Return verbatim all lines from the first one in the records to the line with "No more complicated", both ends kept.
Segment Start: Data shown
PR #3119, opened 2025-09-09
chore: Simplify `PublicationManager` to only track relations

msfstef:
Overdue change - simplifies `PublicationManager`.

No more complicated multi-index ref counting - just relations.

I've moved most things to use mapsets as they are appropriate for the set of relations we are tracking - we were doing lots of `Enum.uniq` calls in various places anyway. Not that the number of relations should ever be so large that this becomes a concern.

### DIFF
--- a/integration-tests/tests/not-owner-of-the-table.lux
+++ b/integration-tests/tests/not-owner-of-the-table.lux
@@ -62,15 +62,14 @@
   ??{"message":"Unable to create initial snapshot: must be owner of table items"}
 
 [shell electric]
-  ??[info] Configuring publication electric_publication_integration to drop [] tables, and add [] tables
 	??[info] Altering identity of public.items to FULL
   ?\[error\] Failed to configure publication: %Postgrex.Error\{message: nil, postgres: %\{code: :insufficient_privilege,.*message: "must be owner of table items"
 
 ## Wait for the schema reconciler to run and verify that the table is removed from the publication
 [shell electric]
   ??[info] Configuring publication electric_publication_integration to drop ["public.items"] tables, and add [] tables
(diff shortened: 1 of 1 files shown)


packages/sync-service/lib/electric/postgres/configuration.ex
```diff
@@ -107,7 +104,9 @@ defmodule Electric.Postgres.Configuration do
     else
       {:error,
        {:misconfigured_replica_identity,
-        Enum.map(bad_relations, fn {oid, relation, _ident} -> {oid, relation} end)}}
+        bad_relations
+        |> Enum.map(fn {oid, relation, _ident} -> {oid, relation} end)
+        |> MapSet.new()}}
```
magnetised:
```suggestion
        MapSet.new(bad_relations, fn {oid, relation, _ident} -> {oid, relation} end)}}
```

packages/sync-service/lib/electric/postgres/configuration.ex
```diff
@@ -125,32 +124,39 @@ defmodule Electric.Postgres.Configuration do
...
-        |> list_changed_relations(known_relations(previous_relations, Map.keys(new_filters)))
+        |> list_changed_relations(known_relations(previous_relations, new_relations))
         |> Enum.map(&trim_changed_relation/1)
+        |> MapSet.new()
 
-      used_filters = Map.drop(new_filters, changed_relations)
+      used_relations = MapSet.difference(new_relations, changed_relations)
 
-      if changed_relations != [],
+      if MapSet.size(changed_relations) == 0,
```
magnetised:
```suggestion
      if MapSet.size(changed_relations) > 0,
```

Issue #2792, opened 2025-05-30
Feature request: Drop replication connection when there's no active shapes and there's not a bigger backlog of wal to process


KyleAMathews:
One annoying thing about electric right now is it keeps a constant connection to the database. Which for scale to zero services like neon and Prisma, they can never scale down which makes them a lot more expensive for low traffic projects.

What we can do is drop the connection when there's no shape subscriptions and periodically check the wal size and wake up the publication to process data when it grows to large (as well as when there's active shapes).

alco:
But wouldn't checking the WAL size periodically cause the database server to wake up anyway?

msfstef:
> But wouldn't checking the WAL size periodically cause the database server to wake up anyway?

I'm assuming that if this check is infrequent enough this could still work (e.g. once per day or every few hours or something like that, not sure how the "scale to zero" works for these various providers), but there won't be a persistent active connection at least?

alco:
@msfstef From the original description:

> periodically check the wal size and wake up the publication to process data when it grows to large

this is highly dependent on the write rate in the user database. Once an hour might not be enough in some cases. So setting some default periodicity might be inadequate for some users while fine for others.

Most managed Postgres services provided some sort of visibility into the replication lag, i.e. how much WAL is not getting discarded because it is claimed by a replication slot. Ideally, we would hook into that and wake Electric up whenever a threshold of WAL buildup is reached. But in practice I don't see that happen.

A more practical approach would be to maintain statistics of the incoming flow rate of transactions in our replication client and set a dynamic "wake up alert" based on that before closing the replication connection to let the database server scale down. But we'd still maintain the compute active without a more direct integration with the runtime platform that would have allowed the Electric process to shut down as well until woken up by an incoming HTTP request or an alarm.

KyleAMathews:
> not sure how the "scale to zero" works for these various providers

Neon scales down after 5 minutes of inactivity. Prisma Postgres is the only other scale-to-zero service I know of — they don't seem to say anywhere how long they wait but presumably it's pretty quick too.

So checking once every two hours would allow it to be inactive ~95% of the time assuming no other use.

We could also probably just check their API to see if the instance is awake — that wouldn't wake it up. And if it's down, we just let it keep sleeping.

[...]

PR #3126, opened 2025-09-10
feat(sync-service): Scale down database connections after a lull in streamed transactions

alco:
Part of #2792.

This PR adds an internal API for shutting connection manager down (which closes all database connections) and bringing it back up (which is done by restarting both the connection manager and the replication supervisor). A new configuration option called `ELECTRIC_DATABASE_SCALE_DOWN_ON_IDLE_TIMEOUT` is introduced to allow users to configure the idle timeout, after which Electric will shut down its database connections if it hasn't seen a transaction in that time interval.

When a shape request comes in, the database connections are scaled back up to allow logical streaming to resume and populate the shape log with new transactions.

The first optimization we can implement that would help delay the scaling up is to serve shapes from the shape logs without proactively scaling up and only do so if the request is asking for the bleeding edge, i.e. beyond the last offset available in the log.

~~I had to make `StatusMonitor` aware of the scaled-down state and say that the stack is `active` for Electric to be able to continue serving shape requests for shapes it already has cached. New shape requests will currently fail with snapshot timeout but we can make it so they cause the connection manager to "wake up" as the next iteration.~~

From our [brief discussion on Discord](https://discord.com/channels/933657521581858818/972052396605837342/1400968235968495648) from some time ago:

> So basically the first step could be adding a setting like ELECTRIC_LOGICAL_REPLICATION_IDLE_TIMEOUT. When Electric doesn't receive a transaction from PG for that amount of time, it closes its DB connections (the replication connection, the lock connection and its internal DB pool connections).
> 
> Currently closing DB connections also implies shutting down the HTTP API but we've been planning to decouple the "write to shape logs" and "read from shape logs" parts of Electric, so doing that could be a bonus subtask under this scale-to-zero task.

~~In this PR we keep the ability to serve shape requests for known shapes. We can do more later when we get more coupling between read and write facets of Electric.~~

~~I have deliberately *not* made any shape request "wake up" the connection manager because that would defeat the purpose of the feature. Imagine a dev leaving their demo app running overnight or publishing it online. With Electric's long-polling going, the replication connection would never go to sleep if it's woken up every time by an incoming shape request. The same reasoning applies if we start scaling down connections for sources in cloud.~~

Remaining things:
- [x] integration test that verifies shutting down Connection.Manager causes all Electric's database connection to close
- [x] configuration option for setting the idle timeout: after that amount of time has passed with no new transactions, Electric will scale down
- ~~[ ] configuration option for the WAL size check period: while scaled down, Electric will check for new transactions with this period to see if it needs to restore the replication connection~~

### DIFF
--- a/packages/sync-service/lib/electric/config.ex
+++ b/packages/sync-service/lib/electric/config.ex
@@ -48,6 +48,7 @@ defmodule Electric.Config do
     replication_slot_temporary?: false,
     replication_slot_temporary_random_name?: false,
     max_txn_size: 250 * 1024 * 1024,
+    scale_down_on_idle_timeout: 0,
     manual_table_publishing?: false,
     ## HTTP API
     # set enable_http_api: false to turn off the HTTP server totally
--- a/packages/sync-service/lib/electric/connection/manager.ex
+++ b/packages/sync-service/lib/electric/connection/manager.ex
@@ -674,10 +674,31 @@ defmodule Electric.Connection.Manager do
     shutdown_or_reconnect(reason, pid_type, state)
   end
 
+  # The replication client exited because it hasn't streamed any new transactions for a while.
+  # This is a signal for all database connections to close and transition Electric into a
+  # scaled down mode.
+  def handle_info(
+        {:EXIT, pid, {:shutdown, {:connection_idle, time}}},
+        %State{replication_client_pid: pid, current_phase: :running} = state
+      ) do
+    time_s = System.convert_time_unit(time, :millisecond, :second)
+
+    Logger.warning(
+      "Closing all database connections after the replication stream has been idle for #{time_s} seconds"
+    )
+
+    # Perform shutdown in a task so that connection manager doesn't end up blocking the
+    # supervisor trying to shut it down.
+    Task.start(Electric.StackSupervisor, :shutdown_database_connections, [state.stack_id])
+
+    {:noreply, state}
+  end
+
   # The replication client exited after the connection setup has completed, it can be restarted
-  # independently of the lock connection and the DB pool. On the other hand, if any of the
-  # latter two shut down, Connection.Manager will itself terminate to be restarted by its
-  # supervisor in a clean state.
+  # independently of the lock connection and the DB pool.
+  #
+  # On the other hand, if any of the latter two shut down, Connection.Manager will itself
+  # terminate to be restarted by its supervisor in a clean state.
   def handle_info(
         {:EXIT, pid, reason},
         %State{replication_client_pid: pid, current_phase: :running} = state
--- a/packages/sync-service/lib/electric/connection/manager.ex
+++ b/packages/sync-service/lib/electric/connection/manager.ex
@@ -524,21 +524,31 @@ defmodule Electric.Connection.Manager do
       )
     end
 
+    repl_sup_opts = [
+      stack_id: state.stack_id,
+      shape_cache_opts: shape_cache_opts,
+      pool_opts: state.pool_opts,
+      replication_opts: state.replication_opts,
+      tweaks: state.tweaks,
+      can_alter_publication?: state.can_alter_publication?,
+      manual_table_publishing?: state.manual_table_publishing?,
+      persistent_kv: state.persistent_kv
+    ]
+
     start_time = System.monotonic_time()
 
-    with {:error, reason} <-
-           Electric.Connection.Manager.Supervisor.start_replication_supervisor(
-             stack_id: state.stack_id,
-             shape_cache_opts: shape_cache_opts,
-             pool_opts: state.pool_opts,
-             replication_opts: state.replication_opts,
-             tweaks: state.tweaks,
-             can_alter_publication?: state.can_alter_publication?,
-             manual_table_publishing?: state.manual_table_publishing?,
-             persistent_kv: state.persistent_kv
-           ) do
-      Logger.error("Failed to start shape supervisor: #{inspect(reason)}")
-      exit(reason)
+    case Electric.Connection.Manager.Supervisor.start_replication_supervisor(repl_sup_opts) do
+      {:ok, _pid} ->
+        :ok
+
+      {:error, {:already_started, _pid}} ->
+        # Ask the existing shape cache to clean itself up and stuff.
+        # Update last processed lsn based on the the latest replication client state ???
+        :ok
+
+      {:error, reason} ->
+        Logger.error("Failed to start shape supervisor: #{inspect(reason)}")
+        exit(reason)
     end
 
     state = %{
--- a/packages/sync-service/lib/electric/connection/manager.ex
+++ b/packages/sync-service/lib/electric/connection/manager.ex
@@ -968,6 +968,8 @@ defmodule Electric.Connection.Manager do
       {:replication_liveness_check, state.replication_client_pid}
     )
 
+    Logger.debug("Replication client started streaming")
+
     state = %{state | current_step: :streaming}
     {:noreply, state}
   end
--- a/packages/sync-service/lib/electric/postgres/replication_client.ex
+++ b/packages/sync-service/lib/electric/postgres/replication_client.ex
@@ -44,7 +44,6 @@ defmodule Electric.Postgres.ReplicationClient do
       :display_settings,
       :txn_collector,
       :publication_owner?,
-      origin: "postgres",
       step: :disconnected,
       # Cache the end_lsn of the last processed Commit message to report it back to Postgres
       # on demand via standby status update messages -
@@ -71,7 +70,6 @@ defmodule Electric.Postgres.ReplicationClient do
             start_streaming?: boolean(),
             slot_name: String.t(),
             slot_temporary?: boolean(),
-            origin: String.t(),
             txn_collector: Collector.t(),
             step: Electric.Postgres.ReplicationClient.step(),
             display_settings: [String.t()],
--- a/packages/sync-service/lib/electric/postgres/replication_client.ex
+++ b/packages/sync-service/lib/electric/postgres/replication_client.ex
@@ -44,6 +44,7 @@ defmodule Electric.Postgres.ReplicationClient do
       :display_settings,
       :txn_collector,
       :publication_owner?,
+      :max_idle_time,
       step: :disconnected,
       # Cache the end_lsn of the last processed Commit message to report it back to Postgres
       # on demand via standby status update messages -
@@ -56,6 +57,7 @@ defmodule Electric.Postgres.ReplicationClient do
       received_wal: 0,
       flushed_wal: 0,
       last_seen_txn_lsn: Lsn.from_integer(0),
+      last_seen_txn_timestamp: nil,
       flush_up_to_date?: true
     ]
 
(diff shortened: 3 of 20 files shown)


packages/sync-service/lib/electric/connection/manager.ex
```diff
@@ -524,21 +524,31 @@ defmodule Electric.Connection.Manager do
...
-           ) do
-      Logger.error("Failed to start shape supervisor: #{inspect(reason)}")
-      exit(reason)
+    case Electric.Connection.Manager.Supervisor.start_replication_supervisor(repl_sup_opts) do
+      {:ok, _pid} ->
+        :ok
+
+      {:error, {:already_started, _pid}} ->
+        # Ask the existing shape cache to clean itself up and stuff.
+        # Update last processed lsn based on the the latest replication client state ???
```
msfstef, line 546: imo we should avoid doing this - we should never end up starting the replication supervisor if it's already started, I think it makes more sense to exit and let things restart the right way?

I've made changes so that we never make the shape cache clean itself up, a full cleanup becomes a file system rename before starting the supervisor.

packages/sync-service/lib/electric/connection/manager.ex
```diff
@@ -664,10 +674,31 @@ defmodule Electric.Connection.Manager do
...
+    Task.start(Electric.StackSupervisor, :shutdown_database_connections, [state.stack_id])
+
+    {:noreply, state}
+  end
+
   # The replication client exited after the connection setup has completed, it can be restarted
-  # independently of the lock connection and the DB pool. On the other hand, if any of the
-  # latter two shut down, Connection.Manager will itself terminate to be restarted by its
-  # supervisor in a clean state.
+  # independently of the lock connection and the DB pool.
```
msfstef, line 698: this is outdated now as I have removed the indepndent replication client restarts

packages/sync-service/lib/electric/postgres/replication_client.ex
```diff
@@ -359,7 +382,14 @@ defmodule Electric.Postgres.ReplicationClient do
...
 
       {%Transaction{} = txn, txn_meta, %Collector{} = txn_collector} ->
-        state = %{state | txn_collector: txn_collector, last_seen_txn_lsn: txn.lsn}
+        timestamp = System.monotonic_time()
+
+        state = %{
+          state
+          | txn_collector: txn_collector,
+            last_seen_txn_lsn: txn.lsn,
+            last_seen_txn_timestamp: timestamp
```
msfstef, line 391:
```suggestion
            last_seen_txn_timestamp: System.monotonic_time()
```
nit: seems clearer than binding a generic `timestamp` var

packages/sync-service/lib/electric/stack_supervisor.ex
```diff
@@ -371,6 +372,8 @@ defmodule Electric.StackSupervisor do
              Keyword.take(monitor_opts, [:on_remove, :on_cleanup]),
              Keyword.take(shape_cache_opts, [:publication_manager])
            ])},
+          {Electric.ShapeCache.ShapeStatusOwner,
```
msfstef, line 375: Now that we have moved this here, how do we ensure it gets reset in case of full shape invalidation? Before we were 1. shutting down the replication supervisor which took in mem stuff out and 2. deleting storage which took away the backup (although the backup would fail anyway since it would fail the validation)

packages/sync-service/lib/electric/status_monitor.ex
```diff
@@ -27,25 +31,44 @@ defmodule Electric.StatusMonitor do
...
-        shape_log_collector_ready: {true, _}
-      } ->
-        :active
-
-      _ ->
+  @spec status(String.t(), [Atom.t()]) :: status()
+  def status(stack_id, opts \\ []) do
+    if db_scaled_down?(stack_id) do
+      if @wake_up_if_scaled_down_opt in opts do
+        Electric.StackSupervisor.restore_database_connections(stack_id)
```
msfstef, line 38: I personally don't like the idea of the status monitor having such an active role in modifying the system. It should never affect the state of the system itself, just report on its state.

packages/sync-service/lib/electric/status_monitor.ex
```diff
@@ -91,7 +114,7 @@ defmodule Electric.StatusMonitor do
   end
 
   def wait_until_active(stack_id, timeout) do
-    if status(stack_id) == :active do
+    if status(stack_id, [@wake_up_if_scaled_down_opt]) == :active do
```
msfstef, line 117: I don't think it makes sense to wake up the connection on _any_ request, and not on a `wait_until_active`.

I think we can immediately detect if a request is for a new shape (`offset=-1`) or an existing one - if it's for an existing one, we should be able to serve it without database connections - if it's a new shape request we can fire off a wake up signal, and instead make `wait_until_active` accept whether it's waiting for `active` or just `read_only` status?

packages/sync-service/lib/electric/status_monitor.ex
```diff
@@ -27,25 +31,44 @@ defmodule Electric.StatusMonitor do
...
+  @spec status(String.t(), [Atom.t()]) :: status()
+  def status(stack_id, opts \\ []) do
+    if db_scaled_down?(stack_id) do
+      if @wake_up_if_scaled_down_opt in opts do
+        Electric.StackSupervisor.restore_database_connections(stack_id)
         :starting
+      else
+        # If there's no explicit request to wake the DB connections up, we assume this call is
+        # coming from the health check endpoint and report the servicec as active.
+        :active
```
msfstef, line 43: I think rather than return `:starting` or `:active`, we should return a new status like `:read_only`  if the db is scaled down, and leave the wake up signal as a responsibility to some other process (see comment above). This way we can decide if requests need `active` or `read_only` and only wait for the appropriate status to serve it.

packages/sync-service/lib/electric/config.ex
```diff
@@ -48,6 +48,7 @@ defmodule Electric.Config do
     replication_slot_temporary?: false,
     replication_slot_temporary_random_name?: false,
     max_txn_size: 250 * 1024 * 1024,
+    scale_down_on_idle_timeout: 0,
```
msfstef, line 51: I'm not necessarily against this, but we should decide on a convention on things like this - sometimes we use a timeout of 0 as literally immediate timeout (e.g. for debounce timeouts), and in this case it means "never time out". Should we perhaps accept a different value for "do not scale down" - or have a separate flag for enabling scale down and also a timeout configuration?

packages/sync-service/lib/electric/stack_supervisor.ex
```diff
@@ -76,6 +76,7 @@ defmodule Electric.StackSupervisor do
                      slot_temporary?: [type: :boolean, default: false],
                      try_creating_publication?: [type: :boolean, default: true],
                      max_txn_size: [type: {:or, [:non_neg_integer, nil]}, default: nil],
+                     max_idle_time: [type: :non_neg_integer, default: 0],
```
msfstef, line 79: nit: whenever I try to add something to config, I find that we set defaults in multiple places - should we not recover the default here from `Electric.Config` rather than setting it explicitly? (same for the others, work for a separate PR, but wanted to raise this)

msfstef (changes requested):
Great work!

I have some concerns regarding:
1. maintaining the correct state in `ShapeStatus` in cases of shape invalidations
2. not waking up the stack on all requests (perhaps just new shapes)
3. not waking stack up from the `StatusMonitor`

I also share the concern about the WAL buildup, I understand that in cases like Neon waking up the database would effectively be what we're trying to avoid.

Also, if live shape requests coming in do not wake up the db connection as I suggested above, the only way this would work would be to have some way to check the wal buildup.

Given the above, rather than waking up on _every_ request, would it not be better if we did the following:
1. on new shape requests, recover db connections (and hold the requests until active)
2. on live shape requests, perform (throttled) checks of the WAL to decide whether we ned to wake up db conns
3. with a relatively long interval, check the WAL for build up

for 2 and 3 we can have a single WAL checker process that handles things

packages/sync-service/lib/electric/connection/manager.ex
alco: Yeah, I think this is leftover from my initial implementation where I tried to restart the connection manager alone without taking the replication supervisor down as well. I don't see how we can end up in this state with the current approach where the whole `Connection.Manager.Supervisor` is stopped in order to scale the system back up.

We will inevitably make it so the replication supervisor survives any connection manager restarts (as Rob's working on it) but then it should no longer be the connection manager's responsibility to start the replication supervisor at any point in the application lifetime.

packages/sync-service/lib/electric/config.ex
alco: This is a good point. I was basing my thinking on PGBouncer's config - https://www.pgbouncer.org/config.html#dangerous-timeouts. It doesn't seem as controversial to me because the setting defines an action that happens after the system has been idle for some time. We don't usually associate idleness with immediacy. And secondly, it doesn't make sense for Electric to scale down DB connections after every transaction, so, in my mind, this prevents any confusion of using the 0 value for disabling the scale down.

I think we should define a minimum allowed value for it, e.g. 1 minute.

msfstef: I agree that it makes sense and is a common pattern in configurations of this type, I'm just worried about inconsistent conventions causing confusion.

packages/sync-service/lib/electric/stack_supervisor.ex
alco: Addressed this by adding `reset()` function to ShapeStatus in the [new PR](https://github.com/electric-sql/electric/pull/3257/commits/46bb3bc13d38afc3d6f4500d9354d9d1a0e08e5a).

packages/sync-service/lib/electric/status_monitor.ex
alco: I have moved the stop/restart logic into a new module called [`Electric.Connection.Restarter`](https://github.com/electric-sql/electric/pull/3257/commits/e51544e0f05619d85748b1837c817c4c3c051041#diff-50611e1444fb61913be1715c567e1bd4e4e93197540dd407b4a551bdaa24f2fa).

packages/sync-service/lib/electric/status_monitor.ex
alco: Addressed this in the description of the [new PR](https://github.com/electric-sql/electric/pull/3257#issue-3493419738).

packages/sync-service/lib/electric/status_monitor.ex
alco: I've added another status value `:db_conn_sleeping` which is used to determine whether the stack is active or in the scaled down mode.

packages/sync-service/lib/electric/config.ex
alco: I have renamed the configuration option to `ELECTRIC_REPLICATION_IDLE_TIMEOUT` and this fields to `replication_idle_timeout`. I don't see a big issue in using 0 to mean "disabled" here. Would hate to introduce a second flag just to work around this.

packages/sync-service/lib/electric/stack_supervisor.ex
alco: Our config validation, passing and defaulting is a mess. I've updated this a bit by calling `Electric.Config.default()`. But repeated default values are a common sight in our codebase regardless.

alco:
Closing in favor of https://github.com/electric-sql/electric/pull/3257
Segment End: Data shown
Expected answer:
PR #3119, opened 2025-09-09
chore: Simplify `PublicationManager` to only track relations

msfstef:
Overdue change - simplifies `PublicationManager`.

No more complicated multi-index ref counting - just relations.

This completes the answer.